Not as an assessment maneuver per se, but I think its perfectly legit for those "I think this dude might be faking but I'm not sure.....if he really is out of it I want an NPA, and if he's really not out of it, I'll know as soon as I try to place it" situations.
 
I don't use airway adjuncts as an assessment tool. I'm going to use my various airway adjuncts because my assessment tells me that the patient needs some kind of airway management because the patient can't manage it effectively on their own.

If the patient is faking well enough, they'll get a surprise when they get that airway adjunct placed...
 
NPA to check for responsiveness on a possible drunk case to see if they are faking or if you do not stay awake on me.
Where I was doing ride a longs, we have a lot of drunks that "pass out*" and snore so we are required to attempt an opa.

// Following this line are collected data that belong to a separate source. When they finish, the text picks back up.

PR #136, opened 2022-02-03
Adding string interpolation tests

gregli-msft:
The last five tests currently do not pass with various failures.  The first three should not work but do, the date example returns "! shortdate !" instead of the date as a string, and the last one produces a compile time error.


bryancroteau-MSFT:
This test cases were added already in a previous commit.

PR #137, opened 2022-02-03
Adding index function support for tables

rick-nguyen:
Index function takes (table, row_index) and returns the corresponding row from the given table


rick-nguyen:
Should I rename IndexT to Index? I wasn't sure I saw multiple functions that are named as FunctionT if it's a table function.

See - https://support.microsoft.com/en-us/office/index-function-a5dcf0dd-996d-40a4-a822-b56b061328bd

I wasn't sure how much adding the second form, with a third column argument made sense, since you have to select the tables columns in PA Studio. Any thoughts?

src/libraries/Microsoft.PowerFx.Core/Texl/Builtins/Index.cs
```diff
@@ -0,0 +1,65 @@
...
+    // IndexT(source:*, [n])
+    internal sealed class IndexTFunction : FunctionWithTableInput
+    {
+        public override bool IsSelfContained => true;
+
+        public override bool SupportsParamCoercion => false;
+
+        public IndexTFunction()
+            : base(
+                  "IndexT",
```
lesaltzm, line 23: The T suffix is used when we have functions that have both a scalar and table overload, like Log. 
In those cases, the C# class name, and the JS runtime function get the _T suffix. The string name of the function does not, and we do overload resolution based on the argument types to pick which function is actually called. 

In this case, it's a function that applies to tables, and only tables, so there's no need for a T suffix anywhere.

src/libraries/Microsoft.PowerFx.Core/Texl/Builtins/Index.cs
```diff
@@ -0,0 +1,65 @@
...
+using Microsoft.PowerFx.Core.App.ErrorContainers;
+using Microsoft.PowerFx.Core.Binding;
+using Microsoft.PowerFx.Core.Localization;
+using Microsoft.PowerFx.Core.Syntax.Nodes;
+using Microsoft.PowerFx.Core.Types;
+using Microsoft.PowerFx.Core.Utils;
+
+namespace Microsoft.PowerFx.Core.Texl.Builtins
+{
+    // IndexT(source:*, [n])
```
lesaltzm, line 14: why is the second param optional

src/libraries/Microsoft.PowerFx.Interpreter/Functions/LibraryTable.cs
```diff
@@ -164,6 +164,13 @@ public static FormulaValue FilterTable(EvalVisitor runner, SymbolContext symbolC
             return new InMemoryTableValue(irContext, rows);
         }
 
+        public static FormulaValue IndexTable(IRContext irContext, FormulaValue[] args)
+        {
+            var arg0 = (TableValue)args[0];
+            var arg1 = (NumberValue)args[1];
+            return arg0.Rows.ElementAt((int)arg1.Value).ToFormulaValue();
```
lesaltzm, line 171: Check range first and return an error if the index is out of bounds

src/strings/en-US/PowerFxResources.resw
```diff
@@ -2354,11 +2354,23 @@
     <value>index</value>
     <comment>function_parameter - Second argument of the Index function - Number type.</comment>
   </data>
+  <data name="AboutIndexT" xml:space="preserve">
```
lesaltzm, line 2357: you can reuse the arg and about strings that Bryan added for Index

src/libraries/Microsoft.PowerFx.Core/Localization/StringResources.cs
```diff
@@ -325,4 +325,4 @@ private static void UpdateErrorResource(string resourceName, string resourceValu
             return errorResources.ToDictionary(kvp => kvp.Key, kvp => ErrorResource.Reassemble(kvp.Value));
         }
     }
-}
+}
```
lesaltzm, line 328: nit: unnecessary edit here

src/libraries/Microsoft.PowerFx.Core/Texl/BuiltinFunctionsCore.cs
```diff
@@ -76,6 +76,7 @@ internal class BuiltinFunctionsCore
         public static readonly TexlFunction Hour = _library.Append(new HourFunction());
         public static readonly TexlFunction If = _library.Append(new IfFunction());
         public static readonly TexlFunction IfError = _library.Append(new IfErrorFunction());
+        public static readonly TexlFunction IndexT = _library.Append(new IndexTFunction());
```
lesaltzm, line 79: If you're adding this to the library, make sure you create and get signoff on a pr in Canvas before checking this in. Otherwise, just add it at the bottom here, not as part of the library

src/libraries/Microsoft.PowerFx.Core/Localization/Strings.cs
```diff
@@ -437,6 +437,9 @@ internal static class TexlStrings
         public static StringGetter AboutIndex = (b) => StringResources.Get("AboutIndex", b);
         public static StringGetter IndexArg1 = (b) => StringResources.Get("IndexArg1", b);
         public static StringGetter IndexArg2 = (b) => StringResources.Get("IndexArg2", b);
+        public static StringGetter AboutIndexT = (b) => StringResources.Get("AboutIndexT", b);
```
lesaltzm, line 440: nit: unused, clean up

src/libraries/Microsoft.PowerFx.Core/Texl/Builtins/Index.cs
```diff
@@ -0,0 +1,65 @@
...
+                  1,
+                  2,
+                  DType.EmptyTable,
+                  DType.Number)
+        {
+        }
+
+        public override IEnumerable<TexlStrings.StringGetter[]> GetSignatures()
+        {
+            yield return new[] { TexlStrings.IndexArg1 };
```
lesaltzm, line 37: just the one signature, with 2 args

rick-nguyen: done

src/libraries/Microsoft.PowerFx.Core/Localization/Strings.cs
rick-nguyen: done

src/libraries/Microsoft.PowerFx.Core/Texl/Builtins/Index.cs
rick-nguyen: removed T suffix

src/libraries/Microsoft.PowerFx.Interpreter/Functions/LibraryTable.cs
rick-nguyen: added range check

src/strings/en-US/PowerFxResources.resw
rick-nguyen: done

src/libraries/Microsoft.PowerFx.Core/Texl/BuiltinFunctionsCore.cs
rick-nguyen: removed from library

src/libraries/Microsoft.PowerFx.Core/Texl/Builtins/Index.cs
rick-nguyen: fixed

src/libraries/Microsoft.PowerFx.Core/Localization/StringResources.cs
rick-nguyen: fixed

src/libraries/Microsoft.PowerFx.Core/Texl/Builtins/Index.cs
```diff
@@ -0,0 +1,64 @@
...
+        public override bool SupportsParamCoercion => false;
+
+        public IndexFunction()
+            : base(
+                  "Index",
+                  TexlStrings.AboutIndex,
+                  FunctionCategories.Table,
+                  DType.EmptyRecord,
+                  0,
+                  1,
```
lesaltzm, line 28: This should be minArity:2, maxArity:2.

src/libraries/Microsoft.PowerFx.Interpreter/Functions/LibraryTable.cs
```diff
@@ -164,6 +164,24 @@ public static FormulaValue FilterTable(EvalVisitor runner, SymbolContext symbolC
             return new InMemoryTableValue(irContext, rows);
         }
 
+        public static FormulaValue IndexTable(IRContext irContext, FormulaValue[] args)
+        {
+            var arg0 = (TableValue)args[0];
+            var arg1 = (NumberValue)args[1];
+
+            if ((int)arg1.Value < 1 || (int)arg1.Value >= arg0.Rows.Count())
```
lesaltzm, line 172: do this cast in one place, it's getting reused a few places.

rick-nguyen: done

src/libraries/Microsoft.PowerFx.Core/Texl/Builtins/Index.cs
rick-nguyen: done

src/tests/Microsoft.PowerFx.Core.Tests/ExpressionTestCases/Index.txt
```diff
@@ -0,0 +1,20 @@
+>> Index([1, 2, 3, 4, 5], 3)
```
MikeStall, line 1: >[1, 2, 3, 4, 5] [](http://example.com/codeflow?start=9&length=15)

nit: 

With this case, it's ambiguous whether the result of 3 was from the array or just taking the 2nd arg. 

Consider a test case like this to be more assertive:
>> Index([10, 20, 30, 40, 50], 3)
{ Value :30}

src/tests/Microsoft.PowerFx.Core.Tests/ExpressionTestCases/Index.txt
```diff
@@ -0,0 +1,20 @@
...
+{Value:3}
```
MikeStall, line 2: The excel function ([https://support.microsoft.com/en-us/office/index-function-a5dcf0dd-996d-40a4-a822-b56b061328bd](https://support.microsoft.com/en-us/office/index-function-a5dcf0dd-996d-40a4-a822-b56b061328bd))  returns  a scalar. 

Should this just return 3, not {value:3} ?

lesaltzm: `[1,2,3]` is just syntactic sugar for `Table({Value: 1}, {Value: 2}, {Value: 3})`. We should return a Record and not have special cases for single-column tables.

MikeStall: Both statements are true, so there's a contradiction to resolve: excel consistency vs. sct semantics ... can we confirm with Greg?

MikeStall: Discussed offline ... this is also consistent with `First(x)` = `Index(x,1)`. 
So this is probably inevitable. But we should not it's different than excel.

src/libraries/Microsoft.PowerFx.Interpreter/Functions/LibraryTable.cs
```diff
@@ -164,6 +164,25 @@ public static FormulaValue FilterTable(EvalVisitor runner, SymbolContext symbolC
...
 
+        public static FormulaValue IndexTable(IRContext irContext, FormulaValue[] args)
+        {
+            var arg0 = (TableValue)args[0];
+            var arg1 = (NumberValue)args[1];
+            int rowIndex = (int)arg1.Value;
+
+            if (rowIndex < 1 || rowIndex >= arg0.Rows.Count())
+            {
+                return new ErrorValue(irContext, new ExpressionError()
```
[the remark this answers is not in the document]
rick-nguyen: Done

src/tests/Microsoft.PowerFx.Core.Tests/ExpressionTestCases/Index.txt
rick-nguyen: Done

lesaltzm (approved):

src/strings/en-US/PowerFxResources.resw
```diff
@@ -2359,6 +2359,7 @@
   </data>
   <data name="AboutIndex_index" xml:space="preserve">
     <value>An integer index.</value>
```
CarlosFigueiraMSFT, line 2361: We can have a better description, something along the lines of `The index of the record to be retrieved`.

src/libraries/Microsoft.PowerFx.Core/Texl/Builtins/Index.cs
```diff
@@ -0,0 +1,64 @@
...
+
+namespace Microsoft.PowerFx.Core.Texl.Builtins
+{
+    // Index(source:*, n)
+    internal sealed class IndexFunction : FunctionWithTableInput
+    {
+        public override bool IsSelfContained => true;
+
+        public override bool SupportsParamCoercion => false;
+
```
CarlosFigueiraMSFT, line 20: Since we will return specific errors from this function in JS, we must declare it as requiring an error context: `public override bool RequiresErrorContext => true;`.

rick-nguyen: done

emhomm4:
Has it been discussed why are we indexing at 1 instead of 0?

src/libraries/Microsoft.PowerFx.Interpreter/Functions/LibraryTable.cs
```diff
@@ -164,6 +164,20 @@ public static FormulaValue FilterTable(EvalVisitor runner, SymbolContext symbolC
...
+            var arg0 = (TableValue)args[0];
+            var arg1 = (NumberValue)args[1];
+            int rowIndex = (int)arg1.Value;
+
+            if (rowIndex < 1 || rowIndex > arg0.Rows.Count())
+            {
+                return CommonErrors.ArgumentOutOfRange(irContext);
+            }
+
+            return arg0.Rows.ElementAtOrDefault(rowIndex - 1).ToFormulaValue();
```
emhomm4, line 178: Why not just start indexing at 0?

rick-nguyen: Hi Emily, it's because to get the first row in Excel's INDEX function we provide an index of 1. An index of 0 would return the entire table as is.

MikeStall:
It's because of Excel compat. :| Excel is 1-based. 

---
In reply to: [1062145288](https://github.com/microsoft/Power-Fx/pull/137#issuecomment-1062145288) [](http://example.com/codeflow?ancestors=1062145288,1062145288)

src/libraries/Microsoft.PowerFx.Interpreter/Functions/LibraryTable.cs
CarlosFigueiraMSFT: Power Fx (because of its Excel) starts all indices at 1. Mid("Hello", 2) = "ello", not "llo"; our current way to implement Index is by using `Last(FirstN(<table>, <index>))`, and that is also 1-based

src/tests/Microsoft.PowerFx.Core.Tests/ExpressionTestCases/Index.txt
```diff
@@ -0,0 +1,41 @@
...
+>> Index([1, 2, 3, 4, 5], Blank())
+Blank()
+
+>> Index(Blank(), 2)
+Blank()
+
+>> Index(Sort([1,2,7,3,4,2],1/Value), 1)
+{Value:7}
+
+>> Index([1, 2, 3, 4, 5], 1/0)
```
MikeStall, line 19: Other cases:

- 1st argument is an error, returns error.

src/libraries/Microsoft.PowerFx.Core/Texl/BuiltinFunctionsCore.cs
MikeStall: it looks like it's still in _library

src/tests/Microsoft.PowerFx.Core.Tests/ExpressionTestCases/Index.txt
```diff
@@ -0,0 +1,41 @@
...
+#Error
```
CarlosFigueiraMSFT, line 20: `#Error(Kind=Div0)` - we can now validate the error kinds

src/tests/Microsoft.PowerFx.Core.Tests/ExpressionTestCases/Index.txt
```diff
@@ -0,0 +1,41 @@
...
+
+>> Index(Table({a:"1", b:"101"}, {a:"2"}, {b:"3"}), 1)
+{a:"1",b:"101"}
+
+>> Index(Filter([1,2,3],Value=4),2)
+#Error
```
CarlosFigueiraMSFT, line 26: `#Error(Kind=<the error kind returned by this function>)` - we can now validate the error kinds, and it is good to have it in the tests as the "specification"

src/tests/Microsoft.PowerFx.Core.Tests/ExpressionTestCases/Index.txt
```diff
@@ -0,0 +1,41 @@
+>> Index([10, 20, 30, 40, 50], 3)
+{Value:30}
+
+>> Index([1, 2, 3, 4, 5], 6)
+#Error
```
CarlosFigueiraMSFT, line 5: `#Error(Kind=<the error kind returned by this function>)` - we can now validate the error kinds, and it is good to have it in the tests as the "specification". Same for the next test

src/libraries/Microsoft.PowerFx.Interpreter/Functions/LibraryTable.cs
emhomm4: Got it, thanks!

src/tests/Microsoft.PowerFx.Core.Tests/ExpressionTestCases/Index.txt
rick-nguyen: added

src/tests/Microsoft.PowerFx.Core.Tests/ExpressionTestCases/Index.txt
rick-nguyen: I specified the error kinds but it doesn't appear to make a difference. I can put anything as the kind and the test cases with an expected error will still pass.

CarlosFigueiraMSFT: The test logic is ignoring the kinds, good catch. PR to fix this: https://github.com/microsoft/Power-Fx/pull/211

src/libraries/Microsoft.PowerFx.Core/Texl/BuiltinFunctionsCore.cs
rick-nguyen: fixed

src/strings/en-US/PowerFxResources.resw
MikeStall: nit:   (call out 1-based) "The index of the record to be retrieved, starting at 1"

MikeStall (approved):
:shipit:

*they would stop responding because we would not speak Spanish to them when they knew English.
 
Not as an assessment maneuver per se, but I think its perfectly legit for those "I think this dude might be faking but I'm not sure.....if he really is out of it I want an NPA, and if he's really not out of it, I'll know as soon as I try to place it" situations.
If you think an NPA is a reasonable assessment tool, you need to work on your assessment skills. Sorry. The truth hurts.
 
If you think an NPA is a reasonable assessment tool, you need to work on your assessment skills. Sorry. The truth hurts.

Who ever said anything about it being a "reasonable assessment tool"?

There is a big difference between doing an intervention just to what the response is, and doing an intervention because you think it's likely indicated, though you can't be sure.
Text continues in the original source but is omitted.